** WHAT NEEDS TO BE DONE **
Copy out each line of the data that holds the string "list".

= = =

PR #394, opened 2016-03-21
Geospatial and API localization

noirbizarre:
This pull-request:

- [x] internationalize spatial granularities and territories
- [x] ensure Admin API calls are localized
- [x] ensure spatial APIs and completer are localized (ie .World vs "Monde" for french localization)

### DIFF
--- a/js/api.js
+++ b/js/api.js
@@ -3,6 +3,30 @@ import SwaggerClient from 'swagger-client';
 import config from 'config';
 import log from 'logger';
 
+
+function updateQueryParam(uri, key, value) {
+    const re = new RegExp(`([?&])${key}=.*?(&|$)`, 'i');
+    const separator = uri.indexOf('?') !== -1 ? '&' : '?';
+    if (uri.match(re)) {
+        return uri.replace(re, `$1${key}=${value}$2`);
+    } else {
+        return `${uri}${separator}${key}=${value}`;
+    }
+}
+
+/**
+ * This object inject the lang query parameter in every API request
+ */
+const LangParameter = function(name) {
+  this.name = name;
+};
+
+LangParameter.prototype.apply = function(obj) {
+    obj.url = updateQueryParam(obj.url, 'lang', config.lang);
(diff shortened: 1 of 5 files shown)


js/api.js
```diff
@@ -3,6 +3,30 @@ import SwaggerClient from 'swagger-client';
 import config from 'config';
 import log from 'logger';
 
+
+function updateQueryParam(uri, key, value) {
+    const re = new RegExp(`([?&])${key}=.*?(&|$)`, 'i');
```
davidbgk: Add comments for both the function and the regexp ;)

udata/core/spatial/api.py
```diff
@@ -67,7 +68,7 @@ def get(self):
         return [
             {
                 'id': opt['text'],
-                'name': opt['payload']['name'],
+                'name': _(opt['payload']['name']),
```
davidbgk: Wow, does it work dynamically like this?! I'm impressed :+1:

udata/core/spatial/translations.py
```diff
@@ -0,0 +1,22 @@
+# -*- coding: utf-8 -*-
+from __future__ import unicode_literals
+
+# Here to force translations by gettext
+_ = lambda s: s
+
+TRANSLATIONS = (
```
davidbgk: Oh OK I get it, so it's not exactly dynamic. How can we maintain that list? Is there a way to check that we have all entries with a command?

davidbgk:
r+wc

udata/core/spatial/api.py
noirbizarre: It works only if the string are in the po/mo files.

udata/core/spatial/translations.py
noirbizarre: There was two alternative: the easy one in which we manually maintain a label list in uData.
The other one is to import translations from GeoZones.
I add to manually test the translations (on card) to check that every string is translated.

= = =

** SOLVED EXERCISE **
davidbgk: Oh OK I get it, so it's not exactly dynamic. How can we maintain that list? Is there a way to check that we have all entries with a command?
noirbizarre: There was two alternative: the easy one in which we manually maintain a label list in uData.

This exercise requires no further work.